◆ Entries shown
PR #251, opened 2019-01-21
Fix gpg subkey link threshold bug (#202)

### LINKED ISSUE #202: PGP subkeys count towards threshold
**Description of issue**:
After @vladimir-v-diaz 's review of [PR](https://github.com/in-toto/in-toto/pull/201#discussion_r174275398) #201, it was found that the threshold check with pgp keys can be bypassed by signing different pieces of link metadata with different subkeys.

**Current behavior**: A malicious functionary is able to bypass threshold verification by signing multiple pieces of link metadata with different subkeys on his private keyring. To do this, all the different subkeys need to be input by the project owner at the time of signing this root layout.

**Expected behavior**: Instead, any subkey and the master key signatures should count as a single signature towards the threshold.

lukpueh:
**Fixes issue #**:
Fixes #202 

This PR modifies the signature threshold verification of in-toto's final product verification to not count links signed by different GPG subkeys of the same GPG master key repeatedly towards a step's link threshold.

It also updates some threshold related comments.

requirements**:


in_toto/verifylib.py
```diff
@@ -399,32 +406,36 @@ def verify_link_signature_thresholds(layout, chain_link_dict):
 
   """
   # Create an inverse keys-subkeys dictionary, with subkey keyids as
-  # dictionary keys and main keys as dictionary values.
-  # NOTE: We assume that a given subkey can only belong to one master key
+  # dictionary keys and main keys as dictionary values. This will be
+  # required below to assess main-subkey trust delegations.
+  # We assume that a given subkey can only belong to one master key
```
SantiagoTorres, line 411: This is a good question. I believe it can be artificially done (actually, let me try it when I'm done with the paper). Spec-wise, I think the answer is yes, and I think we should assume so on our implementation.

I'd leave it as is and then add an assert later though.

tests/test_verifylib.py
```diff
@@ -1456,6 +1459,38 @@ def test_verify_link_signature_thresholds__S_S_S(self):
...
+        ],
+      keys={
+          masterkey: in_toto.gpg.functions.gpg_export_pubkey(
+              masterkey, self.gnupg_home)
+        }
+      )
+    with self.assertRaises(ThresholdVerificationError):
+      verify_link_signature_thresholds(layout, chain_link_dict)
+
+
```
SantiagoTorres, line 1493: it may be overkill, but can we add another one in which we sign with the masterkey and either subkey1 or subkey2?

SantiagoTorres (commented):
minor nits. Thanks for taking care of this.

in_toto/verifylib.py
lukpueh: okay

tests/test_verifylib.py
lukpueh: I briefly considered this too, but then I realized that we currently can't sign with a master key, if it has any attached subkeys with signing capabilities, of which gpg uses the most recently added, even if you pass the master key id.  :)

It's possible to forcefully use the masterkey, by appending a `!` to the keyid. However, our keyid schema (`[a-fA-F0-9]`) does not allow that.

SantiagoTorres: Ah, fair point. Let's leave this test as-is for now.

SantiagoTorres:
LGTM.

◆ Exercise description
Every record must appear in the answer exactly as written.

◆ Answer box
PR #251, opened 2019-01-21
Fix gpg subkey link threshold bug (#202)

### LINKED ISSUE #202: PGP subkeys count towards threshold
**Description of issue**:
After @vladimir-v-diaz 's review of [PR](https://github.com/in-toto/in-toto/pull/201#discussion_r174275398) #201, it was found that the threshold check with pgp keys can be bypassed by signing different pieces of link metadata with different subkeys.

**Current behavior**: A malicious functionary is able to bypass threshold verification by signing multiple pieces of link metadata with different subkeys on his private keyring. To do this, all the different subkeys need to be input by the project owner at the time of signing this root layout.

**Expected behavior**: Instead, any subkey and the master key signatures should count as a single signature towards the threshold.

lukpueh:
**Fixes issue #**:
Fixes #202 

This PR modifies the signature threshold verification of in-toto's final product verification to not count links signed by different GPG subkeys of the same GPG master key repeatedly towards a step's link threshold.

It also updates some threshold related comments.

requirements**:


in_toto/verifylib.py
```diff
@@ -399,32 +406,36 @@ def verify_link_signature_thresholds(layout, chain_link_dict):
 
   """
   # Create an inverse keys-subkeys dictionary, with subkey keyids as
-  # dictionary keys and main keys as dictionary values.
-  # NOTE: We assume that a given subkey can only belong to one master key
+  # dictionary keys and main keys as dictionary values. This will be
+  # required below to assess main-subkey trust delegations.
+  # We assume that a given subkey can only belong to one master key
```
SantiagoTorres, line 411: This is a good question. I believe it can be artificially done (actually, let me try it when I'm done with the paper). Spec-wise, I think the answer is yes, and I think we should assume so on our implementation.

I'd leave it as is and then add an assert later though.

tests/test_verifylib.py
```diff
@@ -1456,6 +1459,38 @@ def test_verify_link_signature_thresholds__S_S_S(self):
...
+        ],
+      keys={
+          masterkey: in_toto.gpg.functions.gpg_export_pubkey(
+              masterkey, self.gnupg_home)
+        }
+      )
+    with self.assertRaises(ThresholdVerificationError):
+      verify_link_signature_thresholds(layout, chain_link_dict)
+
+
```
SantiagoTorres, line 1493: it may be overkill, but can we add another one in which we sign with the masterkey and either subkey1 or subkey2?

SantiagoTorres (commented):
minor nits. Thanks for taking care of this.

in_toto/verifylib.py
lukpueh: okay

tests/test_verifylib.py
lukpueh: I briefly considered this too, but then I realized that we currently can't sign with a master key, if it has any attached subkeys with signing capabilities, of which gpg uses the most recently added, even if you pass the master key id.  :)

It's possible to forcefully use the masterkey, by appending a `!` to the keyid. However, our keyid schema (`[a-fA-F0-9]`) does not allow that.

SantiagoTorres: Ah, fair point. Let's leave this test as-is for now.

SantiagoTorres:
LGTM.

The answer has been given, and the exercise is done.